Wang Pengbo also stated that banks should verify the purpose of loans and establish a robust post-loan fund monitoring system. Through bank account statements and transaction vouchers, the flow of loan funds is tracked and monitored.一旦发现资金流向异常,如资金流入房地产市场、股市等禁止性领域,及时进行调查和处理。

However, the reporter learned from several insiders in financial institutions that traditional post-loan supervision measures are similar, including telephone follow-ups and post-loan purpose voucher verification.

Technology is emerging as a solution

It is worth mentioning that the aforementioned difficulties are still expected to be resolved through technological means.

Wang Peng said that establishing a risk early warning mechanism and strengthening cooperation and information sharing are the main methods, such as using big data and artificial intelligence technology to establish a risk early warning mechanism to monitor and warn potential fund violations into the stock market in real-time.

Wang Peng introduced that currently, using big data, artificial intelligence, and other technologies can improve the efficiency and accuracy of risk identification.
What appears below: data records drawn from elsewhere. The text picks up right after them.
PR #3162, opened 2022-03-11
feat(gpu): Add gpu arm2d

GorgonMeducer:

Add support for arm's 2D image processing library (arm-2d).

### Checkpoints

### DIFF
--- a/Kconfig
+++ b/Kconfig
@@ -207,9 +207,15 @@ menu "LVGL configuration"
         menu "GPU"
             config LV_USE_EXTERNAL_RENDERER
                 bool
-
+                
+            config LV_USE_GPU_ARM2D
+                bool "Enable Arm's 2D image processing library (Arm-2D) for all Cortex-M processors."
             config LV_USE_GPU_STM32_DMA2D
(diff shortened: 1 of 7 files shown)


kisvegabor:
Hi,

Looks great! Thank you! 

BTW, have measured the performance difference between SW rendering and ARM GPU?

GorgonMeducer:
@kisvegabor We use the official benchmark with the following modifications:
a. set `LV_DISP_DEF_REFR_PERIOD` to 2 to force a 100% CPU usage in every test scenario
b. implement `disp_flush()` as an almost empty one to only measure the rendering time (without the overhead of low-level flush.
c. In theory, you can use any Cortex-M processor with the arm-2d library to test the performance. I am using the `https://github.com/lvgl/lv_port_an547_cm55_sim` to test the performance.
d. When using `arm-2d`, please make sure you define a macro `__ARM_2D_HAS_ASYNC__=0` in your project configuration. 

We have some internal performance data and I can share it with you. It would be better to do it via email.
If possible, would you mind ping me via gabriel.wang@arm.com?

kisvegabor:
Sure, email sent.

PR #3163, opened 2022-03-12
fix(draw): src_buf_tmp will be NULL when LV_DRAW_COMPLEX is '0'

GorgonMeducer:

If `LV_DRAW_COMPLEX` is `0`, then the local pointer `src_buf_tmp` will not be assigned with a proper address but used with `NULL`. 

It looks like this code is not well tested with `LV_DRAW_COMPLEX` set to `0`

### Checkpoints


kisvegabor:
Thanks!

PR #3171, opened 2022-03-15
fix(style) fix typo in value line spacing calculation

ckielstra:
### Applicable version
This bug applies to the v7 release branch. The code in v8 is very different and this bug doesn't seem to apply there.

The code for calculating the extra space around a 'value style' property contained a copy/paste error where the 'letter space' instead of the 'line space' was used in the vertical required size calculations.


embeddedt:
Thanks!

PR #3184, opened 2022-03-20
feat(tabview): support vertical scrolling

timstableford:

This makes it so when the tabview has the tabs on the left or right
it will be scrolled up and down rather than left and right in all cases.

### Checkpoints
- [X] Update the documentation - None to update

I couldn't see any reference in tabview that specifically documents the scroll direction to change. Please let me know what I'm meant to do for this case.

"For example, by using big data and artificial intelligence technology to build a risk identification model, it can monitor and analyze the transaction behavior and fund flow of borrowers in real-time, identifying potential fund violations into the stock market risk," Wang Peng said.
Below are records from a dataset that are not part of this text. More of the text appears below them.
PR #3199, opened 2022-03-23
chore(config): change LV_FFMPEG_AV_DUMP_FORMAT to LV_FFMPEG_DUMP_FORMAT

xiaoxiang781216:

ensure all ffmpeg special config start with the prefix(LV_FFMPEG_)

### Checkpoints

### DIFF
--- a/Kconfig
+++ b/Kconfig
@@ -969,8 +969,8 @@ menu "LVGL configuration"
 
         config LV_USE_FFMPEG
             bool "FFmpeg library"
-        config LV_FFMPEG_AV_DUMP_FORMAT
-            bool "Dump av format"
+        config LV_FFMPEG_DUMP_FORMAT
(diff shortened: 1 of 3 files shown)


kisvegabor:
I think it affects only a few people, but it's actually a breaking change. Why is it that important to remove the `AV` part? The config still starts with `LV_FFMPEG_` in both cases.

xiaoxiang781216:
> I think it affects only a few people, but it's actually a breaking change.

Yes, that's why I think the change may acceptable.

> Why is it that important to remove the `AV` part? The config still starts with `LV_FFMPEG_` in both cases.

because AV is also acronym/fork for the same project: 
https://en.wikipedia.org/wiki/Libav
look like we abbreviate twice:).

kisvegabor:
Got it, thanks! :)

PR #3200, opened 2022-03-23
feat(span):add an interface for setting the number of lines

guoweilkd:
#### feat(span):add an interface for setting the number of lines
It is convenient for users to control the maximum height more easily of span obj.

#### fix draw: remove the high overflow judgment code

In many cases, the font-size < line_height. it causes the text to not be displayed under certain circumstances. Therefore, referring to web css, the line-height overflow judgment code is deleted.

### Checkpoints


kisvegabor:
I was thinking about introducing a global size unit, similar to `em` or `rem` on web. The usage could be:
```c
lv_obj_set_height(label, LV_EM(5)); //5 lines
```

Do you think something like this can be used here too?

guoweilkd:
In `LV_SPAN_MODE_BREAK` mode, the height is automatically increased, `lv_spangroup_set_lines(n)` can limit the height to no more than `n` lines. of course, lv_obj_set_max_height() can meet this requirement. However, the line-height of each span in a spangroup may be different. How to deal with this problem?

kisvegabor:
Sorry for the late reply. Number of lines  and `height = N x line_height` is really different in this case.

Let's merge it now and we will see if we can find some simplification option later.

PR #3228, opened 2022-03-30
fix(gradient): assert before dividing by 0

FASTSHIFT:
@X-Ryl669 
Is it possible to divide by 0 during operation?

### Checkpoints


X-Ryl669:
With a smart developer, yes. That would require setting multiple stop gradient (more than 2) and set the fraction the same as the previous value. There's a check for the 2 extrema, but not for internal fractions.

I don't know how to deal with this, if we have to. Since the `frac`tion is set by the developer, is set to something bad, and it asserts, it might be enough. Or maybe we should fix it (but where ?)

So, yes, it's currently useful, thanks!

kisvegabor:
It'd be better to handle this case internally silently but asserting is definitely better than failing div by 0.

However, some people believe that through the so-called intelligent post-loan management system, achieving automation and refinement of post-loan management through technological means cannot discover all problems.
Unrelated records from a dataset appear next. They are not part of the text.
PR #3232, opened 2022-03-30
fix(meter): fix infinite loop caused by loop variable type mismatch

FASTSHIFT:
### Checkpoints

### DIFF
--- a/src/extra/widgets/meter/lv_meter.c
+++ b/src/extra/widgets/meter/lv_meter.c
@@ -379,8 +379,6 @@ static void draw_ticks_and_labels(lv_obj_t * obj, lv_draw_ctx_t * draw_ctx, cons
     p_center.x = scale_area->x1 + r_edge;
     p_center.y = scale_area->y1 + r_edge;
 
-    uint8_t i;
-
     lv_draw_line_dsc_t line_dsc;
     lv_draw_line_dsc_init(&line_dsc);
     lv_obj_init_draw_line_dsc(obj, LV_PART_TICKS, &line_dsc);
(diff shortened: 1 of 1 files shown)


src/extra/widgets/meter/lv_meter.c
```diff
@@ -435,7 +433,7 @@ static void draw_ticks_and_labels(lv_obj_t * obj, lv_draw_ctx_t * draw_ctx, cons
         int16_t inner_act_mask_id = LV_MASK_ID_INV; /*Will be added later*/
 
         uint32_t minor_cnt = scale->tick_major_nth ? scale->tick_major_nth - 1 : 0xFFFF;
-        for(i = 0; i < scale->tick_cnt; i++) {
+        for(uint16_t i = 0; i < scale->tick_cnt; i++) {
```
kisvegabor:
```suggestion
        uint16_t i;
        for(i = 0; i < scale->tick_cnt; i++) {
```

kisvegabor:
Thank you for this and all the other fixes. Have you found these with a static code analyzer?

FASTSHIFT:
> Thank you for this and all the other fixes. Have you found these with a static code analyzer?

Yes，I used [Coverity](https://scan.coverity.com) and [TscanCode](https://github.com/Tencent/TscanCode).

kisvegabor:
AFAIK, Coverity can run only online, but seemingly TscanCode can run offline too. If so it'd be great to have a script that runs TscanCode. This way we can run it at least manually time to time.

FASTSHIFT:
> AFAIK, Coverity can run only online, but seemingly TscanCode can run offline too. If so it'd be great to have a script that runs TscanCode. This way we can run it at least manually time to time.

TscanCode has a [linux command line tool](https://github.com/Tencent/TscanCode/tree/master/release/linux/TscanCodeV2.14.2395.linux), which can be called as a shell script.
Consider integrating into CI.

kisvegabor:
I've just tested with `./tscancode src/. 2>result.txt` and it reported 126 problem.

If we integrated it into CI we needed to fix these 126 problems first. :slightly_smiling_face:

In response, China Post Savings Bank (601658.SH) under China Post Consumer Finance Co., Ltd. (hereinafter referred to as "China Post Consumer Finance") said that its loan purpose control runs through the entire loan life cycle. During the customer loan application stage, it reminds of the relevant requirements of the loan purpose; during the approval process, it conducts manual telephone verification for high-risk loans; during the loan disbursement process, it carries out purpose follow-ups. In addition, the company continues to promote risk investigation, strengthen case prevention, audit supervision work, and strengthen customer information protection work to prevent and resolve risks from the source. At the same time, it continuously improves and perfects the rules and regulations, guides and supervises daily work, and comprehensively improves its own compliance management capabilities.China Post Consumer Finance stated that the company places great emphasis on internal control and compliance management. In accordance with regulatory requirements, the company continuously implements compliance control over the use of loan funds through technological means. Not long ago, the company officially launched the "Sunshine Credit Year" campaign to strengthen risk control and compliant operations, effectively prevent and control financial risks, maintain the stability of the financial market, and protect the legitimate rights and interests of consumers.

Wang Pengbo told reporters that current technological means have great potential in achieving full transparency and traceability.

"The company cooperates with external platforms, using advanced financial technology products and services to assist in monitoring bank card transactions, strengthen business collaboration, and fully implement regulatory requirements. At the same time, by applying innovative technologies such as blockchain and cloud computing, the security and flexibility of financial transactions are significantly improved," said a person in charge of China Post Consumer Finance.